The worst of the burned rafters had been pulled down, apart from one which wouldn’t break apart, and that they had left, assuming that if the weight of three men dangling from it wouldn’t move it, neither would some straw thatching. They’d swept and brushed the walls and floor until the stench of burning was all but gone, and meanwhile others had thrown poles up over the roof to create a ridge, to which they nailed long, thin planks. Before long, straw brought from Sir Odo’s storehouse had been thrown haphazardly on top, and today two of the men from the vill who were best at thatching came to finish the job, complaining all the while that the men should have waited for them to arrive.
‘It’d have been easier if those useless turds had laid the straw more carefully.’
‘Ah. If they had more than shit for brains, they’d be dangerous,’ his friend commented, chewing a straw.
Still, by the middle of the third day, the Tuesday, the house was almost renewed. There was a roof, and Robert had a palliasse laid out on a low, rough bed. His hearth was soon lighted, and for lunch he was able to set his pot over the fire and make his own pottage from the peas and leaves which Odo’s men had left for him.
‘Should be all right now,’ said Walter. He was a cadaverously thin man, one of Sir Odo’s older men-at-arms, who squatted beside the fire and held his gnarled hands to it appreciatively. ‘The roof is safe enough.’
‘What if they come back, though?’ Robert said. ‘Here I’m an easy target for them.’

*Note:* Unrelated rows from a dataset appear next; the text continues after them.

PR #1275, opened 2020-08-29
ICU-21010 MeasureUnit extension in Java

younies:
##### Checklist

- [x] Issue filed: https://unicode-org.atlassian.net/browse/ICU-21010
- [x] Updated PR title and link in previous line to include Issue number
- [x] Issue accepted
- [x] Tests included
- [ ] Documentation is changed or added

PR #1279, opened 2020-08-30
ICU-20568 Implementation of UnitConverter, ComplexUnitConverter and UnitsRouter

younies:
##### Checklist

- [x] Issue filed: https://unicode-org.atlassian.net/browse/ICU-20568
- [x] Issue accepted
- [x] Tests included

### DIFF
--- a/icu4j/main/classes/core/src/com/ibm/icu/impl/units/ComplexUnitsConverter.java
+++ b/icu4j/main/classes/core/src/com/ibm/icu/impl/units/ComplexUnitsConverter.java
@@ -1,0 +1,128 @@
+// © 2020 and later: Unicode, Inc. and others.
+// License & terms of use: http://www.unicode.org/copyright.html
+
+
+package com.ibm.icu.impl.units;
+
+
+import com.ibm.icu.util.Measure;
+
+import java.math.BigDecimal;
+import java.math.RoundingMode;
+import java.util.ArrayList;
+import java.util.Collections;
+import java.util.List;
+
+/**
+ * Converts from single or compound unit to single, compound or mixed units.
+ * For example, from `meter` to `foot+inch`.
+ * <p>
+ * DESIGN:
+ * This class uses `UnitConverter` in order to perform the single converter (i.e. converters from a
+ * single unit to another single unit). Therefore, `ComplexUnitsConverter` class contains multiple
+ * instances of the `UnitConverter` to perform the conversion.
+ */
+public class ComplexUnitsConverter {
+    public static final BigDecimal EPSILON = BigDecimal.valueOf(Math.ulp(1.0));
+    public static final BigDecimal EPSILON_MULTIPLIER = BigDecimal.valueOf(1).add(EPSILON);
+    private ArrayList<UnitConverter> unitConverters_;
+    private ArrayList<MeasureUnitImpl> units_;
+
+    /**
+     * Constructor of `ComplexUnitsConverter`.
+     * NOTE:
+     * - inputUnit and outputUnits must be under the same category
+     * - e.g. meter to feet and inches --> all of them are length units.
+     *
+     * @param inputUnit   represents the source unit. (should be single or compound unit).
+     * @param outputUnits represents the output unit. could be any type. (single, compound or mixed).
+     */
+    public ComplexUnitsConverter(MeasureUnitImpl inputUnit, MeasureUnitImpl outputUnits,
+                                 ConversionRates conversionRates) {
+        units_ = outputUnits.extractIndividualUnits();
+        assert (!units_.isEmpty());
+
+        // Sort the units in a descending order.
+        Collections.sort(
+                this.units_,
+                Collections.reverseOrder(new MeasureUnitImpl.MeasureUnitImplComparator(conversionRates)));
+
+
+        // If the `outputUnits` is `UMEASURE_UNIT_MIXED` such as `foot+inch`. Thus means there is more than one unit
+        //  and In this case we need more converters to convert from the `inputUnit` to the first unit in the
+        //  `outputUnits`. Then, a converter from the first unit in the `outputUnits` to the second unit and so on.
+        //      For Example:
+        //          - inputUnit is `meter`
+        //          - outputUnits is `foot+inch`
+        //              - Therefore, we need to have two converters:
+        //                      1. a converter from `meter` to `foot`
+        //                      2. a converter from `foot` to `inch`
+        //          - Therefore, if the input is `2 meter`:
+        //              1. convert `meter` to `foot` --> 2 meter to 6.56168 feet
+        //              2. convert the residual of 6.56168 feet (0.56168) to inches, which will be (6.74016
+        //              inches)
+        //              3. then, the final result will be (6 feet and 6.74016 inches)
+        unitConverters_ = new ArrayList<>();
+        for (int i = 0, n = units_.size(); i < n; i++) {
+            if (i == 0) { // first element
+                unitConverters_.add(new UnitConverter(inputUnit, units_.get(i), conversionRates));
+            } else {
+                unitConverters_.add(new UnitConverter(units_.get(i - 1), units_.get(i), conversionRates));
+            }
+        }
+    }
+
+    /**
+     * Returns true if the specified `quantity` of the `inputUnit`, expressed in terms of the biggest
+     * unit in the MeasureUnit `outputUnit`, is greater than or equal to `limit`.
+     * <p>
+     * For example, if the input unit is `meter` and the target unit is `foot+inch`. Therefore, this
+     * function will convert the `quantity` from `meter` to `foot`, then, it will compare the value in
+     * `foot` with the `limit`.
+     */
+    public boolean greaterThanOrEqual(BigDecimal quantity, BigDecimal limit) {
+        assert !units_.isEmpty();
+
+        // NOTE: First converter converts to the biggest quantity.
+        return unitConverters_.get(0).convert(quantity).multiply(EPSILON_MULTIPLIER).compareTo(limit) >= 0;
+    }
+
+    /**
+     * Returns outputMeasures which is an array with the corresponding values.
+     * - E.g. converting meters to feet and inches.
+     * 1 meter --> 3 feet, 3.3701 inches
+     * NOTE:
+     * the smallest element is the only element that could have fractional values. And all
+     * other elements are floored to the nearest integer
+     */
+    public List<Measure> convert(BigDecimal quantity) {
+        List<Measure> result = new ArrayList<>();
+
+        for (int i = 0, n = unitConverters_.size(); i < n; ++i) {
+            quantity = (unitConverters_.get(i)).convert(quantity);
+
+            if (i < n - 1) {
+                // The double type has 15 decimal digits of precision. For choosing
+                // whether to use the current unit or the next smaller unit, we
+                // therefore nudge up the number with which the thresholding
+                // decision is made. However after the thresholding, we use the
+                // original values to ensure unbiased accuracy (to the extent of
+                // double's capabilities).
+                BigDecimal newQuantity = quantity.multiply(EPSILON_MULTIPLIER).setScale(0, RoundingMode.FLOOR);
+
+                result.add(new Measure(newQuantity, units_.get(i).build()));
+
+                // Keep the residual of the quantity.
+                //   For example: `3.6 feet`, keep only `0.6 feet`
+                quantity = quantity.subtract(newQuantity);
+                if (quantity.compareTo(BigDecimal.ZERO) == -1) {
+                    quantity = BigDecimal.ZERO;
+                }
+            } else { // LAST ELEMENT
+                result.add(new Measure(quantity, units_.get(i).build()));
+            }
+        }
+
+        return result;
+    }
+}
--- a/icu4j/main/classes/core/src/com/ibm/icu/impl/units/ConversionRates.java
+++ b/icu4j/main/classes/core/src/com/ibm/icu/impl/units/ConversionRates.java
@@ -1,0 +1,234 @@
+// © 2020 and later: Unicode, Inc. and others.
+// License & terms of use: http://www.unicode.org/copyright.html
+
+
+package com.ibm.icu.impl.units;
+
+import com.ibm.icu.impl.ICUData;
+import com.ibm.icu.impl.ICUResourceBundle;
+import com.ibm.icu.impl.UResource;
+import com.ibm.icu.util.MeasureUnit;
+import com.ibm.icu.util.UResourceBundle;
+
+import java.math.BigDecimal;
+import java.math.MathContext;
+import java.util.ArrayList;
+import java.util.HashMap;
+
+public class ConversionRates {
+
+    /**
+     * Map from any simple unit (i.e. "meter", "foot", "inch") to its basic/root conversion rate info.
+     */
+    private HashMap<String, ConversionRateInfo> mapToConversionRate;
+
+    public ConversionRates() {
+        // Read the conversion rates from the data (units.txt).
+        ICUResourceBundle resource;
+        resource = (ICUResourceBundle) UResourceBundle.getBundleInstance(ICUData.ICU_BASE_NAME, "units");
+        ConversionRatesSink sink = new ConversionRatesSink();
+        resource.getAllItemsWithFallback(UnitsData.Constants.CONVERSION_UNIT_TABLE_NAME, sink);
+        this.mapToConversionRate = sink.getMapToConversionRate();
+    }
+
+    /**
+     * Extracts the factor from a `SingleUnitImpl` to its Basic Unit.
+     *
+     * @param singleUnit
+     * @return
+     */
+    private UnitConverter.Factor getFactorToBase(SingleUnitImpl singleUnit) {
+        int power = singleUnit.getDimensionality();
+        MeasureUnit.SIPrefix siPrefix = singleUnit.getSiPrefix();
+        UnitConverter.Factor result = UnitConverter.Factor.processFactor(mapToConversionRate.get(singleUnit.getSimpleUnit()).getConversionRate());
+
+        return result.applySiPrefix(siPrefix).power(power); // NOTE: you must apply the SI prefixes before the power.
+    }
+
+    public UnitConverter.Factor getFactorToBase(MeasureUnitImpl measureUnit) {
+        UnitConverter.Factor result = new UnitConverter.Factor();
+        for (SingleUnitImpl singleUnit :
+                measureUnit.getSingleUnits()) {
+            result = result.multiply(getFactorToBase(singleUnit));
+        }
+
+        return result;
+    }
+
+    protected BigDecimal getOffset(MeasureUnitImpl source, MeasureUnitImpl target, UnitConverter.Factor
+            sourceToBase, UnitConverter.Factor targetToBase, UnitConverter.Convertibility convertibility) {
+        if (convertibility != UnitConverter.Convertibility.CONVERTIBLE) return BigDecimal.valueOf(0);
+        if (!(checkSimpleUnit(source) && checkSimpleUnit(target))) return BigDecimal.valueOf(0);
+
+        String sourceSimpleIdentifier = source.getSingleUnits().get(0).getSimpleUnit();
+        String targetSimpleIdentifier = target.getSingleUnits().get(0).getSimpleUnit();
+
+        BigDecimal sourceOffset = this.mapToConversionRate.get(sourceSimpleIdentifier).getOffset();
+        BigDecimal targetOffset = this.mapToConversionRate.get(targetSimpleIdentifier).getOffset();
+        return sourceOffset
+                .subtract(targetOffset)
+                .divide(targetToBase.getConversionRate(), MathContext.DECIMAL128);
+
+
+    }
+
+    public MeasureUnitImpl extractCompoundBaseUnit(MeasureUnitImpl measureUnit) {
+        ArrayList<SingleUnitImpl> baseUnits = this.extractBaseUnits(measureUnit);
+
+        MeasureUnitImpl result = new MeasureUnitImpl();
+        for (SingleUnitImpl baseUnit :
+                baseUnits) {
+            result.appendSingleUnit(baseUnit);
+        }
+
+        return result;
+    }
+
+    public ArrayList<SingleUnitImpl> extractBaseUnits(MeasureUnitImpl measureUnitImpl) {
+        ArrayList<SingleUnitImpl> result = new ArrayList<>();
+        ArrayList<SingleUnitImpl> singleUnits = measureUnitImpl.getSingleUnits();
+        for (SingleUnitImpl singleUnit :
+                singleUnits) {
+            result.addAll(extractBaseUnits(singleUnit));
+        }
+
+        return result;
+    }
+
+    /**
+     * @param singleUnit
+     * @return The bese units in the `SingleUnitImpl` with applying the dimensionality only and not the SI prefix.
+     * <p>
+     * NOTE:
+     * This method is helpful when checking the convertibility because no need to check convertibility.
+     */
+    public ArrayList<SingleUnitImpl> extractBaseUnits(SingleUnitImpl singleUnit) {
+        String target = mapToConversionRate.get(singleUnit.getSimpleUnit()).getTarget();
+        MeasureUnitImpl targetImpl = MeasureUnitImpl.UnitsParser.parseForIdentifier(target);
+
+        // Each unit must be powered by the same dimension
+        targetImpl.applyDimensionality(singleUnit.getDimensionality());
+
+        // NOTE: we do not apply SI prefixes.
+
+        return targetImpl.getSingleUnits();
+    }
+
+    /**
+     * Checks if the `MeasureUnitImpl` is simple or not.
+     *
+     * @param measureUnitImpl
+     * @return true if the `MeasureUnitImpl` is simple, false otherwise.
+     */
+    private boolean checkSimpleUnit(MeasureUnitImpl measureUnitImpl) {
+        if (measureUnitImpl.getComplexity() != MeasureUnit.Complexity.SINGLE) return false;
+        SingleUnitImpl singleUnit = measureUnitImpl.getSingleUnits().get(0);
+
+        if (singleUnit.getSiPrefix() != MeasureUnit.SIPrefix.ONE) return false;
+        if (singleUnit.getDimensionality() != 1) return false;
+
+        return true;
+    }
+
+    public static class ConversionRatesSink extends UResource.Sink {
+        /**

Walter sniffed, his sunburned face the colour of old chestnut. His eyes were almost hidden beneath his thick brows, and he shot a look at Robert, then hawked and spat into the fire. ‘They’re not after you personally. Just the land. Anyway, I doubt whether they’ll be back here for a while.’
‘Why? How can you be so sure?’
‘They’ve left a message. They wanted Sir Odo to know they want this land, and they’ll gradually try to increase the pressure on him to give it up and leave all the land this side of the river to them.’
‘So they could return at any time?’ Robert squeaked.
‘No. Now they’ve sent the warning, they’ll start to use the courts. This was just to stop anyone arguing and making the lawyers’ fees too high. That’s all.’
‘But Sir Odo can’t give up the land — it’s not his. What then?’
‘They may come back and threaten war, but you should be safe enough. Why’d they hurt you? You’re nothing to them. No, if they wanted to do some damage, fine, they’d come here and warn you off, then fire the house. Meanwhile they’d be doing all they could to force Sir Odo, and through him Sir John Sully, off this land. If they could, they’d get the rest of the manor too. They like land.’
‘How could an honourable knight behave like that, though?’ Robert demanded. ‘Surely Sir Geoffrey is a true knight?’
Walter gave him a look in which surprise and contempt were equally mixed. ‘Of course he is. And all he’s doing is what a true knight should: following his master’s bidding.’
Robert nodded. He knew nothing of the ways of fighting men. All he really knew was sheep and sheepdogs.